Impey enjoys conveying the excitement of astronomy to general audiences. Several times he has been an eclipse cruise lecturer, and since 2000 he has been a Harlow Shapley Visiting Lecturer and a Smithsonian Associates Lecturer. In 2007, he was a Phi Beta Kappa Visiting Scholar. He has given the Cave lecture at the University of Kingston, the Benjamin Dean Lecture at the California Academy of Sciences, a TEDx lecture in Tucson, and the Robinson Lecture at the Armagh Observatory in Northern Ireland. He gives about twenty public talks a year, to audiences as diverse as kindergartners, NASA engineers, and Tibetan Buddhist monks. In 2014, he was named a Howard Hughes Medical Institute Professor, and awarded $1 million to improve undergraduate education.[10]
Impey has written a number of popular science books, marked by their incorporation of cutting edge research, and the use of vignettes that place the reader in unfamiliar scenes.
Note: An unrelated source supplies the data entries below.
PR #1920, opened 2021-05-22
Add window parameter to clickWindow function

Camezza:
closeWindow has it, so why doesn't this?

By default, clickWindow would use the currently open window or player inventory for packet transactions. By specifying a parameter, windows can be passed down directly from the windowOpen event.

### DIFF
--- a/docs/api.md
+++ b/docs/api.md
@@ -262,7 +262,7 @@
       - [bot.supportFeature(name)](#botsupportfeaturename)
       - [bot.waitForTicks(ticks)](#botwaitforticksticks)
     - [Lower level inventory methods](#lower-level-inventory-methods)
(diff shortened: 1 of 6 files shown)


rom1504 (changes requested):
there can be only one window open
do you want to change that ? there are many more things to do to change this

Camezza:
No, I only wanted to implement a quick fix for specifying a window to click rather than defaulting to inventory or an unspecific one

u9g:
> No, I only wanted to implement a quick fix for specifying a window to click rather than defaulting to inventory or an unspecific one

theres no specifying a window. There is always an active window, there can’t be any other windows used at that point. Theres no reason then to worry about other windows if we store the opened window’s id internally.

Camezza:
Closed as it has been deemed unnecessary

The Living Cosmos (2007) is a survey of the emerging field of astrobiology, published initially by Random House and in 2011 republished by Cambridge University Press.
Also with Cambridge University Press, he published a set of interviews with leading researchers in astrobiology, called Talking About Life (2010). He has edited a book on astrobiology based on his long-time association with the Vatican Observatory astronomers, called Frontiers of Astrobiology. He edited a book on the ethical and philosophical implications of the search for extraterrestrial life called Encountering Life in the Universe.
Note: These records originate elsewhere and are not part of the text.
PR #1927, opened 2021-05-23
Add pathfinder example to README.md

IceTank:


rom1504 (changes requested):
why do we want this in the readme ?

Hazuki-san:
mineflayer-pathfinder is not related to this.

PR #1850, opened 2021-04-12
Prevents exceeding Max Listeners when bot dies simultaneously digging

MoneyMakingTornado:
Prevents MaxListenersExceededWarning _by not exceeding max listeners_ such as from when the bot dies while simultaneously digging  
```js
(node:6948) MaxListenersExceededWarning: Possible EventEmitter memory leak detected. 11 diggingAborted listeners added to [EventEmitter]. Use emitter.setMaxListeners() to increase limit
    at _addListener (node:events:451:17)
    at EventEmitter.addListener (node:events:467:10)
    at resetPath ({ProjectPath}\node_modules\mineflayer-pathfinder\index.js:90:11)
    at EventEmitter.<anonymous> ({ProjectPath}\node_modules\mineflayer-pathfinder\index.js:294:5)
    at EventEmitter.emit (node:events:376:20)
    at addColumn ({ProjectPath}\node_modules\mineflayer\lib\plugins\blocks.js:111:9)
    at Client.<anonymous> ({ProjectPath}\node_modules\mineflayer\lib\plugins\blocks.js:327:5)
    at Client.emit (node:events:376:20)
    at FullPacketParser.<anonymous> ({ProjectPath}\node_modules\minecraft-protocol\src\client.js:91:12)
    at FullPacketParser.emit (node:events:376:20)
(node:6948) MaxListenersExceededWarning: Possible EventEmitter memory leak detected. 11 diggingCompleted listeners added to [EventEmitter]. Use emitter.setMaxListeners() to increase limit
    at _addListener (node:events:451:17)
    at EventEmitter.addListener (node:events:467:10)
    at resetPath ({ProjectPath}\node_modules\mineflayer-pathfinder\index.js:91:11)
    at EventEmitter.<anonymous> ({ProjectPath}\node_modules\mineflayer-pathfinder\index.js:294:5)
    at EventEmitter.emit (node:events:376:20)
    at addColumn ({ProjectPath}\node_modules\mineflayer\lib\plugins\blocks.js:111:9)
    at Client.<anonymous> ({ProjectPath}\node_modules\mineflayer\lib\plugins\blocks.js:327:5)
    at Client.emit (node:events:376:20)
    at FullPacketParser.<anonymous> ({ProjectPath}\node_modules\minecraft-protocol\src\client.js:91:12)
    at FullPacketParser.emit (node:events:376:20)
```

With planetary scientist Bill Hartmann he wrote two introductory textbooks for college-level astronomy, The Cosmic Journey (1994) and The Universe Revealed (2000). On the subject of cosmology, he has written about the origin of the Universe in How It Began (2012) and about the long-term fate of the Universe in How It Ends (2010). With English professor Holly Henry he has written a survey of the scientific and cultural impact of iconic NASA missions in Dreams of Other Worlds (2013). His most recent book, Humble Before the Void (2014), based on teaching cosmology to Tibetan Buddhists in India as part of the Science for Monks program. In 2013, he published his first novel, Shadow World.